New York Attorney General Andrew Cuomo announced last week that his office had beaten a $1 million “agreement” out of Verizon Wireless that will see the carrier compensate 13,000 customers it had summarily disconnected from their “unlimited” plans because they had taken the word to mean what it means.

Cuomo’s office found "that Verizon Wireless prominently marketed these plans as 'Unlimited,' without disclosing that common usages such as downloading movies or playing games online were prohibited. The company also cut off heavy Internet users for exceeding an undisclosed cap of usage per month."

A million bucks is essentially petty cash for a company this size -- the public-relations beating will likely prove more costly -- but the episode should nonetheless act as a deterrent for other carriers tempted to sprinkle their advertising with manure. At least that’s the theory.

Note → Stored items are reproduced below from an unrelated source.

PR #3028, opened 2021-05-28
chore: Add deprecation template

kumpera:
This is an initial proposal of how to track all items under our deprecation and removal schedule.

A few things we should consider is how we'd track the lifecycle of those issue.

We could use tags to signal their status or a project board. What do you think?


jackgerrits (approved):

.github/ISSUE_TEMPLATE/deprecation.md
```diff
@@ -0,0 +1,31 @@
...
+assignees: ''
+
+---
+
+#### Describe the feature to be deprecated
+When describing the feature, focus on the user visible aspects of it.
+For example:
+
+- Are we removing a C++ API method?
+- Are we removing a command line switch?
```
jackgerrits, line 15:
```suggestion
- Are we removing a command line option?
```

PR #3030, opened 2021-06-01
refactor: Avoid v_array copies

bassmang:


vowpalwabbit/cb_explore_adf_common.h
```diff
@@ -123,16 +123,16 @@ inline void cb_explore_adf_base<ExploreType>::predict(
...
+    label_example->l.cb = std::move(data._empty_label);
   }
 
   data.explore.predict(base, examples);
 
   if (label_example != nullptr)
   {
     // predict path, restore label
-    label_example->l.cb = data._action_label;
+    label_example->l.cb = std::move(data._action_label);
```
jackgerrits, line 135: Shouldn't `data._empty_label` be moved back into down here?

bassmang: Just changed this in the last commit

olgavrou (approved):

vowpalwabbit/cb_explore_adf_common.h
olgavrou: @jackgerrits should we also reset the label here? i.e. clear the array and reset the cost?

jackgerrits: Yeah we probably should

vowpalwabbit/cb_explore_adf_common.h
```diff
@@ -123,16 +123,18 @@ inline void cb_explore_adf_base<ExploreType>::predict(
...
+    data._empty_label.costs.delete_v();
```
peterychang, line 136: Do we need to delete the v_array? Can we just clear it instead?

vowpalwabbit/explore_eval.cc
```diff
@@ -127,13 +127,15 @@ void do_actual_learning(explore_eval& data, multi_learner& base, multi_ex& ec_se
...
-    label_example->l.cb = data.empty_label;
+    data.action_label = std::move(label_example->l.cb);
+    label_example->l.cb = std::move(data.empty_label);
   }
   multiline_learn_or_predict<false>(base, ec_seq, data.offset);
 
   if (label_example != nullptr)  // restore label
-    label_example->l.cb = data.action_label;
+    label_example->l.cb = std::move(data.action_label);
+    data.empty_label.costs.delete_v();
```
jackgerrits, line 138: `delete_v` should no longer be used. Do you mean `clear` instead?

vowpalwabbit/cb_explore_adf_common.h
bassmang: Just recommitted with clear

vowpalwabbit/explore_eval.cc
bassmang: Just recommitted with clear

olgavrou (approved):

PR #3031, opened 2021-06-01
feat: [metrics] add ccb metrics

lalo:


jackgerrits (approved):

vowpalwabbit/conditional_contextual_bandit.cc
```diff
@@ -556,6 +566,21 @@ void output_example(vw& all, ccb& c, multi_ex& ec_seq)
         float l = CB_ALGS::get_cost_estimate(
             outcome->probabilities[TOP_ACTION_INDEX], outcome->cost, preds[i][TOP_ACTION_INDEX].action);
         loss += l * preds[i][TOP_ACTION_INDEX].score;
+
+        if (c._metrics)
+        {
+          c._metrics->metric_sum_cost += outcome->cost;
+
+          if (outcome->probabilities[TOP_ACTION_INDEX].action == 0)
```
lalo, line 574: ?

vowpalwabbit/conditional_contextual_bandit.cc
```diff
@@ -556,6 +566,21 @@ void output_example(vw& all, ccb& c, multi_ex& ec_seq)
         float l = CB_ALGS::get_cost_estimate(
```
lalo, line 566: why is i==0 special

vowpalwabbit/conditional_contextual_bandit.cc
```diff
@@ -556,6 +566,21 @@ void output_example(vw& all, ccb& c, multi_ex& ec_seq)
...
             outcome->probabilities[TOP_ACTION_INDEX], outcome->cost, preds[i][TOP_ACTION_INDEX].action);
         loss += l * preds[i][TOP_ACTION_INDEX].score;
+
+        if (c._metrics)
```
lokitoth, line 570: How does this get initialized/cleared? Is there any way for the user to control the computation of metrics?

lalo: _metrics is a unique_ptr that ends up being nullptr if the user did not supply --extra_metrics arg. For now, most metrics get computed only for users that specify this flag. There are some exceptions of metrics we already compute for other reasons and we just reuse for this feature.

To initialize we would need to add support for it (fairly trivial, adding a bool to the persist_metrics fn similar to save_load read bool), clearing the values might be the same thing as initializing. It might make sense to add initialize from the previous metrics file specified.

PR #3034, opened 2021-06-03
[wip] slim cats with learners

olgavrou:
this is a very hacky **very very very non-ready** version of cats in slims re-using the reduction learners

most of the changes consist in removing any paths that contain `throw`'s and pulling in predict paths into header files so that they can be included into `vw_predict_slim.h`, a better solution would be to split predict and learn paths or something else entirely. I also want to later experiment with the idea of re-using setup functions

the interesting part is `vw_slim_predict.h` where the learners are manually activated and then called from slim predict

just opening up for clarity or in case anyone sees something extremely wrong with this approach


rajan-chari:
Some questions around size:
1) The delta size of the library?  
2) Any feel for how big an exe might be that uses cats?  For example using the release mode unit test executable.  Although that includes test data itself.

vowpalwabbit/slim/include/vw_slim_predict.h
```diff
@@ -372,7 +484,118 @@ class vw_predict
...
+    RETURN_ON_FAIL(mp.read_weights<W>(_predict_info->_weights, _num_bits, _stride_shift));
+
+    // TODO return error if activated but these are not initialized
+    if (pmf_to_pdf != nullptr && cats_tree != nullptr)
+    {
+      // TODO plug in interactions reduction and maybe metrics (or maybe figure out how to use setup functions)
+
+      // cats_tree -> binary -> gd
+      // create gd
+      auto* ret = VW::LEARNER::make_base_learner(
```
lalo, line 496: you might be able to leverage setup_base_i, maybe with custom setup functions specialized for slim? Just a thought, not sure if its actually useful here or not

olgavrou: Yes that might be the way to go

lalo: yes, you mentioned this a while back. I didn't realize it was about this PR

PR #3039, opened 2021-06-04
refactor: Refactor cb_sample.cc to use builder to set features of learner

bassmang:
Refactor cb_sample.cc to use builder to set features of learner


bassmang:
> [Nit] If possible, please add a short description of what the patch is intended to do.

Yep just added it

jackgerrits:
Can you please update the title too?

bassmang:
> Can you please update the title too?

Yes just changed that too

As for Verizon’s take on the matter? Well, it was priceless:

"We are pleased to have cooperated with the New York Attorney General and to have voluntarily reached this agreement," a company spokesman told Associated Press. "When this was brought to our attention, we understood that advertising for our NationalAccess and BroadbandAccess services could provide more clarity."

See, it was all a big misunderstanding.

Here at Buzzblog we like to believe that we go out of our way to accept business-speak for what it is and to not immediately presume the worst about corporate intentions.

Such latitude, however, is not unlimited.

$2 a month? … Too much.

No one ever wants to pay anything for something they've been getting all along for free (hence the hokey old admonition about cows, milk and sex before marriage.)

So it should come as no surprise that 72% of respondents in a new survey by Parks Associates contend they would abandon their favorite social networking site altogether before paying a measly two bucks a month. The surprise is that almost 28% claim they would be willing to pony up.

But what people profess in polls and what they do in the privacy of their own Web browsers are not necessarily one and the same.

As predictable as that 72% may be, it says here that a bunch of those folks are not being truthful with themselves, the firm doing the poll or both, because if MySpace started charging $2 a month tomorrow there is no way in this or Second Life that three out of four MySpacers would just drop their precious pages and their friends like fifth-period French.

There would be caterwauling and a meaningful number of defections, but I'm thinking it's more likely that three out four would pay to stay than three out of four would walk.

Two bucks a month? Heck, even to teenagers that's chump change these days.

Of course, the difficulty both with such surveys and disputing their conclusions is that there is really no way to settle the argument short of one of these sites actually asking for $2 a month. That's unlikely.